Se essas pessoas andarem na rua e não interagirmos com elas, são-nos pessoas indiferentes. Mau é quando os nossos caminhos se entrelaçam e daí surgem desilusões, aparentes mentiras e injustiças. Confiamos nessas pessoas e de repente nos fazem cair de lá de cima das nuvens, não das que estão mais altas, mas das intermédias.
Ao pensarmos em fazer alguma coisa a alguém, devemos primeiro pensar se gostávamos que nos fizessem a nós, se gostávamos de sofrer por coisas que nem percebemos, sem sequer termos alguma satisfação do que se está para ali a passar.
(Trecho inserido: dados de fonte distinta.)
PR #1176, opened 2023-09-07
PYTHON-1362 updated travis config to use current python versions

weideng1:


absurdfarce:
A version of these fixes went in with an [earlier PR](https://github.com/datastax/python-driver/pull/1194) for 3.29.0.

PR #1156, opened 2023-05-09
remove unnecessary import __future__

bschoening:
unit it tests ran successfully (with pytest) except for those related to PYTHON-1300.
============================================================= short test summary info ==============================================================
FAILED tests/unit/test_host_connection_pool.py::_PoolTests::test_borrow_and_return - TypeError: 'NoneType' object is not callable
FAILED tests/unit/test_host_connection_pool.py::_PoolTests::test_failed_wait_for_connection - TypeError: 'NoneType' object is not callable
FAILED tests/unit/test_host_connection_pool.py::_PoolTests::test_return_closed_connection - TypeError: 'NoneType' object is not callable
FAILED tests/unit/test_host_connection_pool.py::_PoolTests::test_return_defunct_connection - TypeError: 'NoneType' object is not callable
FAILED tests/unit/test_host_connection_pool.py::_PoolTests::test_return_defunct_connection_on_down_host - TypeError: 'NoneType' object is not callable
FAILED tests/unit/test_host_connection_pool.py::_PoolTests::test_spawn_when_at_max - TypeError: 'NoneType' object is not callable
FAILED tests/unit/test_host_connection_pool.py::_PoolTests::test_successful_wait_for_connection - TypeError: 'NoneType' object is not callable
============================================= 7 failed, 559 passed, 68 skipped, 852 warnings in 20.11s =============================================

PR #1184, opened 2023-11-04
Remove backup(.bak) files and PY2 __future__ imports

bschoening:
These appear to be accidentally checked in and should be removed.


absurdfarce:
Hey, thanks for the PR @bschoening!  I'm quite good with the removal of the backup files but unless I'm missing something the __future__ imports removed here were the same ones we had a problem with in a [previous PR](https://github.com/datastax/python-driver/pull/1156).  There was some follow-up conversation around the (very unexpected) issues that were introduced by removing this code... but I can't find it right away.

absurdfarce:
[PYTHON-1348](https://datastax-oss.atlassian.net/browse/PYTHON-1348) is what I was thinking of

bschoening:
@absurdfarce ah, ok. It's ok to cherry pick just the .bak file deletes then, and we can deal with __future__ separately.

PR #1186, opened 2023-11-06
Remove outdated Python pre-3.7 references

bschoening:


README-dev.rst
```diff
@@ -176,7 +176,7 @@ Use tee to capture logs and see them on your terminal::
 
 Testing Multiple Python Versions
 --------------------------------
-If you want to test all of python 2.7, 3.5, 3.6, 3.7, and pypy, use tox (this is what
+If you want to test all of python 3.7, 3.8, and pypy, use tox (this is what
```
absurdfarce, line 179: Nice find!  I must've missed this one when I put out the last release 🤦

tests/integration/long/test_ssl.py
```diff
@@ -28,7 +28,7 @@
 
 if not hasattr(ssl, 'match_hostname'):
     try:
-        from backports.ssl_match_hostname import match_hostname
+        from ssl import match_hostname
```
absurdfarce, line 31: This seems like exactly the right idea.

I'll also note that ssl.match_hostname has been deprecated since Python 3.7 and is actually removed in 3.12 (more on that in [PYTHON-1331](https://datastax-oss.atlassian.net/browse/PYTHON-1331)) so these changes will likely be subsequently changed based on whatever happens with that ticket (which is next in my queue).  I very much like the other changes in this PR, though, so my inclination is to merge this now and just lay any fixes for PYTHON-1331 on top of this in their own PR.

Aparentemente estaria tudo normal, até ao ponto em que caímos num poço de incertezas, de dúvidas e a nossa auto-estima diminui para um nível consideravelmente baixo.
Eu sei muito bem que não devia "poluir" o meu Blog com estas coisas, mas escrever é uma maneira de libertar aquilo que tenho cá dentro.
Este post já é um bocado tardio, pois já o devia ter sido escrito ontem, tenho a certeza que aí sairia um post gigante, pois iria ter muito que dizer, visto estar "em cima do acontecimento".
Por mim nem tinha posto isto aqui, mas como a minha querida irmã Bifas insistiu para eu escrever algo sobre este estado com vista a finalizar esta etapa da minha vida, eu escrevi.